**PROBLEM DETAILS**
Print the lines in the listing below that fall between the line with "list is uninteresting." and the line with "I verified the", those two lines included, exactly as they stand and with nothing else.

**ENTRIES SHOWN**

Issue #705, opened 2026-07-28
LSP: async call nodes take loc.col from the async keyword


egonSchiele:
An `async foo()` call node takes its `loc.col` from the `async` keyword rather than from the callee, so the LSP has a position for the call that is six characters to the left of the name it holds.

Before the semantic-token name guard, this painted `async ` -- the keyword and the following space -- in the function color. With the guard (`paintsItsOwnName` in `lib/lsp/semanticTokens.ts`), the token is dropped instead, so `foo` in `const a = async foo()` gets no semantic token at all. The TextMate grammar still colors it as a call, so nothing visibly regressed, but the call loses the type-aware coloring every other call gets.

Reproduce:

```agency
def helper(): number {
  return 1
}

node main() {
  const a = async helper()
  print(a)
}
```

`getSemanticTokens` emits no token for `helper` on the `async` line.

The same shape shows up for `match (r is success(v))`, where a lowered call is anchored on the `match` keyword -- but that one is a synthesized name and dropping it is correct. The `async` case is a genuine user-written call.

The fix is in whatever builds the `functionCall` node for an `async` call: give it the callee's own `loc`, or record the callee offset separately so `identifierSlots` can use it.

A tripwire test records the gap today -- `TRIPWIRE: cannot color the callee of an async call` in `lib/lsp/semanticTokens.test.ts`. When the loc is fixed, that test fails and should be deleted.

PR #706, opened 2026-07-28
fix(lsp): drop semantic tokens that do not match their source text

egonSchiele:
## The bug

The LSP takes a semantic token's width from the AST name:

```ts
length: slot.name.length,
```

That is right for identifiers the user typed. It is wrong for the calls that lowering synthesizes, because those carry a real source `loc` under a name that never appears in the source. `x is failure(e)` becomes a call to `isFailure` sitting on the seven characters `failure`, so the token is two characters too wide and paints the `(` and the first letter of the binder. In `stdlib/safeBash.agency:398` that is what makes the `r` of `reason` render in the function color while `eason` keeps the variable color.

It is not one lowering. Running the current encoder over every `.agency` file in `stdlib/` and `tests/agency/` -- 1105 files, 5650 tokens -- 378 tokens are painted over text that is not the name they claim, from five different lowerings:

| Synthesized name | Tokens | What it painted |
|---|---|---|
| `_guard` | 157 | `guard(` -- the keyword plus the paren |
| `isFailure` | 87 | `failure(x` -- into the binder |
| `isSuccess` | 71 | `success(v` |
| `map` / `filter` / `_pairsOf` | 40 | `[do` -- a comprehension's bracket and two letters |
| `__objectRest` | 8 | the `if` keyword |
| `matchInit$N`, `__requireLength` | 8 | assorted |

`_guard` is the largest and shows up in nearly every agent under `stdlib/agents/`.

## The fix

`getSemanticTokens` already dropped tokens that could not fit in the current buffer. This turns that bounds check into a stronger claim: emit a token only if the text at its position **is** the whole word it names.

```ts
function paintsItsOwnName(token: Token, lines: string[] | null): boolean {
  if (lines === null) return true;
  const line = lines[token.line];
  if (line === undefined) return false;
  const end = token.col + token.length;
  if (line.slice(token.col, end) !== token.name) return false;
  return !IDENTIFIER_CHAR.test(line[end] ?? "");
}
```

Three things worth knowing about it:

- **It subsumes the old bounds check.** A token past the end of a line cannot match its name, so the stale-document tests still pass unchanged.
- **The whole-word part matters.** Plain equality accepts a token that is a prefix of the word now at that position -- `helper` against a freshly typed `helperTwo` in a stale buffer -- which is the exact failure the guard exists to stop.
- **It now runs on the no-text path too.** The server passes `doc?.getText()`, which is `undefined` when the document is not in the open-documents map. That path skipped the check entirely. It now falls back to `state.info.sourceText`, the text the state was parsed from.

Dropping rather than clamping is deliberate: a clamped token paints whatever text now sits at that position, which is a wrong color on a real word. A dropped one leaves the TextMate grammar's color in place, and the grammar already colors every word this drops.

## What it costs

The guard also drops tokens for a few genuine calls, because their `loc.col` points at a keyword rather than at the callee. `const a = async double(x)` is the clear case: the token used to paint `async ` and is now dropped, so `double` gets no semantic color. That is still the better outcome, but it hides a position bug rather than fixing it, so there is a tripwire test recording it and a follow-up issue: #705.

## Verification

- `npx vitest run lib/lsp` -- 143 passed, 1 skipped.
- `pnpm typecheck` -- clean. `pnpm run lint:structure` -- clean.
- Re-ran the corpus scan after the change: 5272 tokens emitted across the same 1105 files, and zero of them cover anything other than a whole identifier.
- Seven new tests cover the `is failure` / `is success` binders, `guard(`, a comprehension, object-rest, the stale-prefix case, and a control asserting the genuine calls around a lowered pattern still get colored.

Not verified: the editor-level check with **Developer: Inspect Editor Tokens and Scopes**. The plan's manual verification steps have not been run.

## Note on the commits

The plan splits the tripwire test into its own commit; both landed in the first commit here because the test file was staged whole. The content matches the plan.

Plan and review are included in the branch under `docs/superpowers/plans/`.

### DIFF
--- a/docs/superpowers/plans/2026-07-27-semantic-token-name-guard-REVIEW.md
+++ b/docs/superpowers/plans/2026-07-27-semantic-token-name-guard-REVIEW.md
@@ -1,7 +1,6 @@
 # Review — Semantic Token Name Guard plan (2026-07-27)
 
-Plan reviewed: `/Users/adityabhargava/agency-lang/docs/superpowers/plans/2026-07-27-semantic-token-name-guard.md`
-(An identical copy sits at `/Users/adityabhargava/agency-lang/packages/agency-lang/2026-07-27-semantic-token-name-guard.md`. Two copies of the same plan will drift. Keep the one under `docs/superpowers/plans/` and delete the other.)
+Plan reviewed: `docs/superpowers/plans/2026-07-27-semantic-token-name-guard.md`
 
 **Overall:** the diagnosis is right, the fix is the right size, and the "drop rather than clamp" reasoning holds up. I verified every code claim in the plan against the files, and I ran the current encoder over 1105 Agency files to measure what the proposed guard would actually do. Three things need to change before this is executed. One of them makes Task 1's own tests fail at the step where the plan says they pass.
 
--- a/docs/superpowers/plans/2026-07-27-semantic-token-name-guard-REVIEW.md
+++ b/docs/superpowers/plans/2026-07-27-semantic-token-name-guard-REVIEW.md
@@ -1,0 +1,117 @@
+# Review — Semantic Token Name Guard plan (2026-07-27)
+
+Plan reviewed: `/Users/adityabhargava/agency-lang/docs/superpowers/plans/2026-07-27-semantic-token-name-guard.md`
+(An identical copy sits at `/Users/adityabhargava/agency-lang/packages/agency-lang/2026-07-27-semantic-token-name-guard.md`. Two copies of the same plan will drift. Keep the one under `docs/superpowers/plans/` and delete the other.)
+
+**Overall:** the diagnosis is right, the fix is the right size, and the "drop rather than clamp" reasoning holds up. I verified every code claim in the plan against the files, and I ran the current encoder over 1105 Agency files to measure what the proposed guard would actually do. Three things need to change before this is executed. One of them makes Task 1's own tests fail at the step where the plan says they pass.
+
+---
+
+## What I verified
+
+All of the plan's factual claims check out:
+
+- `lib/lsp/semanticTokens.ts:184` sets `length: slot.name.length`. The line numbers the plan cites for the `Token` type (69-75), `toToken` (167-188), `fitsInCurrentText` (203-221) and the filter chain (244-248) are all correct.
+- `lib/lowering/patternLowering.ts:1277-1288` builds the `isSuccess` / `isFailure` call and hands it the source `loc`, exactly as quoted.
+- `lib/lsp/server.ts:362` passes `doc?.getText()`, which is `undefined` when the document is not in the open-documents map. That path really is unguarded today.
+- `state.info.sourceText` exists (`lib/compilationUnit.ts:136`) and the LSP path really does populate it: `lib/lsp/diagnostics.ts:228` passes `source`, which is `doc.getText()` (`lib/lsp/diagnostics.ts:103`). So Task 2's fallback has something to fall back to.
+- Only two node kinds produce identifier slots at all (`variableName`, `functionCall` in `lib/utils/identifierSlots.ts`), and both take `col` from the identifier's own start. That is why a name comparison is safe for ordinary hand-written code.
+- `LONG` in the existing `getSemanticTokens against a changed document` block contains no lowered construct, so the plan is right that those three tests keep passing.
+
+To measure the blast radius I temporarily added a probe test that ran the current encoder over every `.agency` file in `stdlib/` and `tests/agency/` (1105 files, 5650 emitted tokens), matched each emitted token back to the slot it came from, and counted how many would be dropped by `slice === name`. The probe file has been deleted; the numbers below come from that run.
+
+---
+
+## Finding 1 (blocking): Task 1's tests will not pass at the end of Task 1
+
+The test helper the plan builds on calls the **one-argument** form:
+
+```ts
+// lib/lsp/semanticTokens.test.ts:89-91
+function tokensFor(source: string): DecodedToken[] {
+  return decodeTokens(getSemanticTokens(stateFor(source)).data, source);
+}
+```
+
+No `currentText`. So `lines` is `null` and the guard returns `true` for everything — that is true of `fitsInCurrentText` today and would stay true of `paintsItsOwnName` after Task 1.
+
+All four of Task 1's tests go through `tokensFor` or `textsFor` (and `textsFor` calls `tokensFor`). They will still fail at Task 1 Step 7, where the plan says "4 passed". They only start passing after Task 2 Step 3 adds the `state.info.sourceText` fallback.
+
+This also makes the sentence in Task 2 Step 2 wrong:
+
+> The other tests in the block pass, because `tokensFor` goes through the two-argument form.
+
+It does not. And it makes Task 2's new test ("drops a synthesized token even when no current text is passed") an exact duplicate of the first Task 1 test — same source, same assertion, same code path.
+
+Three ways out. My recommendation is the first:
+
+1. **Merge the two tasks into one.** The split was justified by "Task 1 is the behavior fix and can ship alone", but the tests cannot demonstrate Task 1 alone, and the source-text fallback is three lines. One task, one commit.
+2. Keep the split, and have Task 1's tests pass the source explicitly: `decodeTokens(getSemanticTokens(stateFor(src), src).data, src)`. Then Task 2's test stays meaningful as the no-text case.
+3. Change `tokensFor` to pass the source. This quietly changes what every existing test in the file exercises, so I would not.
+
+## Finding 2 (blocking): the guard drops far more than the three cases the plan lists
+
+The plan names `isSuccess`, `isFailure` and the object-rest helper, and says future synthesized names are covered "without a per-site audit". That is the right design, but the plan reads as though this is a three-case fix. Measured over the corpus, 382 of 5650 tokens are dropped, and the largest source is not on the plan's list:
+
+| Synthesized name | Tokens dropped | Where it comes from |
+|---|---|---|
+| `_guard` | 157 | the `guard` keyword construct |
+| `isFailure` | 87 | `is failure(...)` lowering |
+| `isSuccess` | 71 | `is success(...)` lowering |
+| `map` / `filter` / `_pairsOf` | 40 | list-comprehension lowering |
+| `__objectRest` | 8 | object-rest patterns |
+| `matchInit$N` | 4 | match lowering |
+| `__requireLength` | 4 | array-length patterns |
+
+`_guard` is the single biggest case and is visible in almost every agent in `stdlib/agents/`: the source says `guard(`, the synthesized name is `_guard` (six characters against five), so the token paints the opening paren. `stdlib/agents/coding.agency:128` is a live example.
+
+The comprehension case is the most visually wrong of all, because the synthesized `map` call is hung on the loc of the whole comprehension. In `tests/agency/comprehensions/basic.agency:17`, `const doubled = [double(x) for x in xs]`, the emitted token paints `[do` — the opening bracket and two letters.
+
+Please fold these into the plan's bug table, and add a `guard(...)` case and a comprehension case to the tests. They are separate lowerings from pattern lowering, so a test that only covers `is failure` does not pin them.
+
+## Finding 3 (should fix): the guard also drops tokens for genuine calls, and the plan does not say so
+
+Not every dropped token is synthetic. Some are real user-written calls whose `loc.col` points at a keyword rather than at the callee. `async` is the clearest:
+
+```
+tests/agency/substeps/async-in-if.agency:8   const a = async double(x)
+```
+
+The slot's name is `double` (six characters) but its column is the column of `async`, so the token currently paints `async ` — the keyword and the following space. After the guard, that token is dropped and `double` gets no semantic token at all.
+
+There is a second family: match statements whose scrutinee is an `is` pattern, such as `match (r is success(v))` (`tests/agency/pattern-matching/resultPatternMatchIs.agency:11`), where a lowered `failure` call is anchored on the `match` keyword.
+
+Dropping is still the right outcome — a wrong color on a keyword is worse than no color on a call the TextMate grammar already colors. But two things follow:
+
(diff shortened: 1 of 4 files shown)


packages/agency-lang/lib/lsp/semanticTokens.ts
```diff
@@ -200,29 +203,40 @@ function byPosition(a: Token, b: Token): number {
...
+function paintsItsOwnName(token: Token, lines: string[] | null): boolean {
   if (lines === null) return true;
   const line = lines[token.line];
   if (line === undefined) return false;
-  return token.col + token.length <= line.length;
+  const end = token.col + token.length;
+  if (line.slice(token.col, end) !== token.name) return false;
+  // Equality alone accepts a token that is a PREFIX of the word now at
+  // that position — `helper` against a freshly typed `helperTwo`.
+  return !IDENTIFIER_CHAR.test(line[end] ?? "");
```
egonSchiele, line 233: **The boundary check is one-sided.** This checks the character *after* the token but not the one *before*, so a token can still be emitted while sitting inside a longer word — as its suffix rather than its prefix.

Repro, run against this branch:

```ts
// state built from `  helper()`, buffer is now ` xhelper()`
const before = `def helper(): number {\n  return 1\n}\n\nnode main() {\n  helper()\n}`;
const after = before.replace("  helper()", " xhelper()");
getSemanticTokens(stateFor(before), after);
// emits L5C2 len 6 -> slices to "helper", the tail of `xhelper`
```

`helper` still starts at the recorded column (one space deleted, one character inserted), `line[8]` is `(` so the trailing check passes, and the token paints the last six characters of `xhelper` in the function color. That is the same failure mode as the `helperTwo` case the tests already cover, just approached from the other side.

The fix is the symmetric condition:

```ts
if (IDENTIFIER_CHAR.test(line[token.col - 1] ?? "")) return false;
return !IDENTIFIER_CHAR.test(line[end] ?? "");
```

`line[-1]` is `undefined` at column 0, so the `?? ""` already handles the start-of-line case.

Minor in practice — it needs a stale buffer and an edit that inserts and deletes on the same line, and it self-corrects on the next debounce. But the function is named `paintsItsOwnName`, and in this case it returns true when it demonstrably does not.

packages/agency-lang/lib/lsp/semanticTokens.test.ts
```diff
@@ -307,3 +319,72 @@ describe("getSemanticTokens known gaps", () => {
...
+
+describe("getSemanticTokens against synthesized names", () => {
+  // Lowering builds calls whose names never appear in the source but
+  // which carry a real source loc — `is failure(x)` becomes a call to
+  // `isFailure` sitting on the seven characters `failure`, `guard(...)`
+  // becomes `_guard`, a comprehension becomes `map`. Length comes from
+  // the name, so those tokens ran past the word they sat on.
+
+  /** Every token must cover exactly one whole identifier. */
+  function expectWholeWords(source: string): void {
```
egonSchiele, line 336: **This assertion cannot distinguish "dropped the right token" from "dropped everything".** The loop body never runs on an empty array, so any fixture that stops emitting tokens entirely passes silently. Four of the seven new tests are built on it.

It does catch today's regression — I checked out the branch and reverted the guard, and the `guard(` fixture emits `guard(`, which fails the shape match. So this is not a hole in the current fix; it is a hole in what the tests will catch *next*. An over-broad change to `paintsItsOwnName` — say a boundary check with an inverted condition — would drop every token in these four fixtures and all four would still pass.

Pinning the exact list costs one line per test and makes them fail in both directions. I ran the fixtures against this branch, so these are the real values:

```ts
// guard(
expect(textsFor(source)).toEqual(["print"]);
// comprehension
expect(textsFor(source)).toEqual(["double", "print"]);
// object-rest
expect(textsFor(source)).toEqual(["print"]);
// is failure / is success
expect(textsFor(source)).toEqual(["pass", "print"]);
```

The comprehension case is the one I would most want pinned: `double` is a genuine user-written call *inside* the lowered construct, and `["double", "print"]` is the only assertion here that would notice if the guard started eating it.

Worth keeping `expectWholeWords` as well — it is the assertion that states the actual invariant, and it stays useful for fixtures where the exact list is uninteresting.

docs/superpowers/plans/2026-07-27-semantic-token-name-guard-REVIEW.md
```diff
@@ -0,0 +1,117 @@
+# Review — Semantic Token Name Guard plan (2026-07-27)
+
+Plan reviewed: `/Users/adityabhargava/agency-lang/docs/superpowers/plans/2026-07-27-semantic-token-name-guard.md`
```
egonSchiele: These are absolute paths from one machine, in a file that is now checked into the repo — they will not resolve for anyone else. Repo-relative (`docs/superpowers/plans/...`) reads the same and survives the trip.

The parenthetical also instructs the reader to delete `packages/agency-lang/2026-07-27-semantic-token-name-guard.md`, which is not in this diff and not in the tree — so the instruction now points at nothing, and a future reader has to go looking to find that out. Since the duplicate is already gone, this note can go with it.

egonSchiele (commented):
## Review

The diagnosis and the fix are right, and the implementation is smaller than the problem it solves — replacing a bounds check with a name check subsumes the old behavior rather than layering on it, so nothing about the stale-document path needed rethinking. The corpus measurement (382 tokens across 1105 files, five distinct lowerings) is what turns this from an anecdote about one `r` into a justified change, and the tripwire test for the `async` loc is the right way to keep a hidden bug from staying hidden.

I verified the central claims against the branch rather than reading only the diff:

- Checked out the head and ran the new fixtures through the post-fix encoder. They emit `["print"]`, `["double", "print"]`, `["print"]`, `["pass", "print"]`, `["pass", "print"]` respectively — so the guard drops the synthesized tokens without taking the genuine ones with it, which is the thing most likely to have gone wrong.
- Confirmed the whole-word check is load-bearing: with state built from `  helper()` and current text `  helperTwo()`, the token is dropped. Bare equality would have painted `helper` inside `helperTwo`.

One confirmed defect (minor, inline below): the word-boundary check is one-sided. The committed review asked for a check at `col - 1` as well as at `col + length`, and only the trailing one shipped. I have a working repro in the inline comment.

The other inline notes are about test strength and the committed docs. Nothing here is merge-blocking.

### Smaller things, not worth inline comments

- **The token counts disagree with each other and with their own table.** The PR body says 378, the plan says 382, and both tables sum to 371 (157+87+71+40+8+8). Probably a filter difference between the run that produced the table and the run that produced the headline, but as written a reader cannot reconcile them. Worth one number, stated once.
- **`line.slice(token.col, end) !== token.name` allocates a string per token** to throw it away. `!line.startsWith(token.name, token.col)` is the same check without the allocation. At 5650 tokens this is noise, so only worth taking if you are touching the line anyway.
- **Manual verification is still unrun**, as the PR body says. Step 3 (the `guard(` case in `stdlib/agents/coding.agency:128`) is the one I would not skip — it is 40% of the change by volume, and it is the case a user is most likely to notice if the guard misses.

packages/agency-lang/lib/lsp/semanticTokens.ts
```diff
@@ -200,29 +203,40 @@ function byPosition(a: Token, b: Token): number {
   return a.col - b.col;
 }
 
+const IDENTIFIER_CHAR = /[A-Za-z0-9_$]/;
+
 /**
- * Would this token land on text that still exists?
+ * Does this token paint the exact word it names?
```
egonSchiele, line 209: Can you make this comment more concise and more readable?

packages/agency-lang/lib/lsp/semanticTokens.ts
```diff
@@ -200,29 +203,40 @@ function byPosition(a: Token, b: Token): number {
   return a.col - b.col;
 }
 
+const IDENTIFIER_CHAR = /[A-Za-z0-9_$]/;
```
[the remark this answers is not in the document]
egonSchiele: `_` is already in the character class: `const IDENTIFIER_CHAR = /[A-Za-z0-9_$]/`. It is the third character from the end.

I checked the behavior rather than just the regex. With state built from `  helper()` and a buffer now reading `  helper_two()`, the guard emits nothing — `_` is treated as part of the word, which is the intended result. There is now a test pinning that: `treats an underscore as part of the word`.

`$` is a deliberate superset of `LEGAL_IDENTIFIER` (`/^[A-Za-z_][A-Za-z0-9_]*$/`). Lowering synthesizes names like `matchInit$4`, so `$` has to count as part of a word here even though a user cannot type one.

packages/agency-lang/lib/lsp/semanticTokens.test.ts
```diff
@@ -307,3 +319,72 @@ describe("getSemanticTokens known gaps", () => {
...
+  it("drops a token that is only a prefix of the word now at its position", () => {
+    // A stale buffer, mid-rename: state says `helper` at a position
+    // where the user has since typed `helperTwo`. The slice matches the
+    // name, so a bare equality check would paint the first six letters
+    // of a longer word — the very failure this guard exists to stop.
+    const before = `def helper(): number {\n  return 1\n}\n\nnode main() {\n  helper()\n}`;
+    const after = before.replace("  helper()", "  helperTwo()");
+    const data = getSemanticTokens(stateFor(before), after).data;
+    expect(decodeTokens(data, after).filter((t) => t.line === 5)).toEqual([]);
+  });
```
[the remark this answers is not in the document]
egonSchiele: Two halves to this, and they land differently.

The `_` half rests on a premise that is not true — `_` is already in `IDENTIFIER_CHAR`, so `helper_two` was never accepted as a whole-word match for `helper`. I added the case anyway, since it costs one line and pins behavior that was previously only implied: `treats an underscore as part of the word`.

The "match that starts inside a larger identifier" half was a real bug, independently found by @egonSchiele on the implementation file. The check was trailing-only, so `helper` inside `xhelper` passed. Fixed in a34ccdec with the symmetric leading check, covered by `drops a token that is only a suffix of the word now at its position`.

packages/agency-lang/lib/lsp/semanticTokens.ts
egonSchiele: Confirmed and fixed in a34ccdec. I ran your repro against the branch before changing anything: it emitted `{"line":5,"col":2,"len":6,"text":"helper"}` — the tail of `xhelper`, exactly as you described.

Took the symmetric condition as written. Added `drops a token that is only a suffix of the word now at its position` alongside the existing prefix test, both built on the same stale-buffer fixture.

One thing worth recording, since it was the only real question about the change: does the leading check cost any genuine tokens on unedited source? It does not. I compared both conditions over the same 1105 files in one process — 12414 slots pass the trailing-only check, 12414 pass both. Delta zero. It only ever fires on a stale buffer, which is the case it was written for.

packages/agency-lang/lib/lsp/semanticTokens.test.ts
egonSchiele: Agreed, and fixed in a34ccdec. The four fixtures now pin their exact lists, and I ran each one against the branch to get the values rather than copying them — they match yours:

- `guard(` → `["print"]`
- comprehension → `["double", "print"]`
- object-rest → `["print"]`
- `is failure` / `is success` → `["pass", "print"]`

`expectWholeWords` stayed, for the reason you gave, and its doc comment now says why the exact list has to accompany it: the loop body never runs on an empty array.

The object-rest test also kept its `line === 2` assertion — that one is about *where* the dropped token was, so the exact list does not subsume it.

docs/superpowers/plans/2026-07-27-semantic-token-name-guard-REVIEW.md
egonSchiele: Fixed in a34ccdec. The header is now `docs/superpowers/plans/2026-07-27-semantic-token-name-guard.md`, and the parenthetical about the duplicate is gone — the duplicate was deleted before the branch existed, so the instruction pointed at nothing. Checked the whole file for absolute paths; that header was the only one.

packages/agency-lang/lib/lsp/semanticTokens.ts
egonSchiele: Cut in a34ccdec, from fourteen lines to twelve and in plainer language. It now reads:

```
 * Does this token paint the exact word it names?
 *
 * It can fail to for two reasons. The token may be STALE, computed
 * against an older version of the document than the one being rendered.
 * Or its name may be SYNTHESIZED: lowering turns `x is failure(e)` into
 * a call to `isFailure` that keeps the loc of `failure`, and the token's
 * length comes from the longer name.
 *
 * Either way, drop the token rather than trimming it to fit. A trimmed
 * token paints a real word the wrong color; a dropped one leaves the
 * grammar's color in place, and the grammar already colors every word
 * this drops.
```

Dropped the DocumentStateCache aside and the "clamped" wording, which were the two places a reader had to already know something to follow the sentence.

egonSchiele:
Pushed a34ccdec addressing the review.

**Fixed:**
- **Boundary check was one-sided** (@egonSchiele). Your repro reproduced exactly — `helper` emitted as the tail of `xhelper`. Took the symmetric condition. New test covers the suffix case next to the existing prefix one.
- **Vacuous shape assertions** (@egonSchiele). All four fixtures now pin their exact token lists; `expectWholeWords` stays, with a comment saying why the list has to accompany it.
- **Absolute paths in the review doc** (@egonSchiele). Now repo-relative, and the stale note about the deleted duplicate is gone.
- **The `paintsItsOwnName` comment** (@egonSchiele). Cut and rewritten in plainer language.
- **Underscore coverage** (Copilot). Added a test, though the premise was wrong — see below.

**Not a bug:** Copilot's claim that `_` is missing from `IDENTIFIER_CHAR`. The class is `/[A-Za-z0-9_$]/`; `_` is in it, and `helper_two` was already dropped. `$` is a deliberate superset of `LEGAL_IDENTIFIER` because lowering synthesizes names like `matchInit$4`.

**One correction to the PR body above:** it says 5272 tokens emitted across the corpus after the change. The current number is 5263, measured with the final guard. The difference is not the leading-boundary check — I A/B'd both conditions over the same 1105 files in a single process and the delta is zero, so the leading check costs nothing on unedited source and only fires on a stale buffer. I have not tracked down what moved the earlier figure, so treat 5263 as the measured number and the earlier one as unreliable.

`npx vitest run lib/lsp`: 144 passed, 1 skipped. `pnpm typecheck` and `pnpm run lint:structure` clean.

**WRITTEN RESPONSE**
Worth keeping `expectWholeWords` as well — it is the assertion that states the actual invariant, and it stays useful for fixtures where the exact list is uninteresting.

docs/superpowers/plans/2026-07-27-semantic-token-name-guard-REVIEW.md
```diff
@@ -0,0 +1,117 @@
+# Review — Semantic Token Name Guard plan (2026-07-27)
+
+Plan reviewed: `/Users/adityabhargava/agency-lang/docs/superpowers/plans/2026-07-27-semantic-token-name-guard.md`
```
egonSchiele: These are absolute paths from one machine, in a file that is now checked into the repo — they will not resolve for anyone else. Repo-relative (`docs/superpowers/plans/...`) reads the same and survives the trip.

The parenthetical also instructs the reader to delete `packages/agency-lang/2026-07-27-semantic-token-name-guard.md`, which is not in this diff and not in the tree — so the instruction now points at nothing, and a future reader has to go looking to find that out. Since the duplicate is already gone, this note can go with it.

egonSchiele (commented):
## Review

The diagnosis and the fix are right, and the implementation is smaller than the problem it solves — replacing a bounds check with a name check subsumes the old behavior rather than layering on it, so nothing about the stale-document path needed rethinking. The corpus measurement (382 tokens across 1105 files, five distinct lowerings) is what turns this from an anecdote about one `r` into a justified change, and the tripwire test for the `async` loc is the right way to keep a hidden bug from staying hidden.

I verified the central claims against the branch rather than reading only the diff:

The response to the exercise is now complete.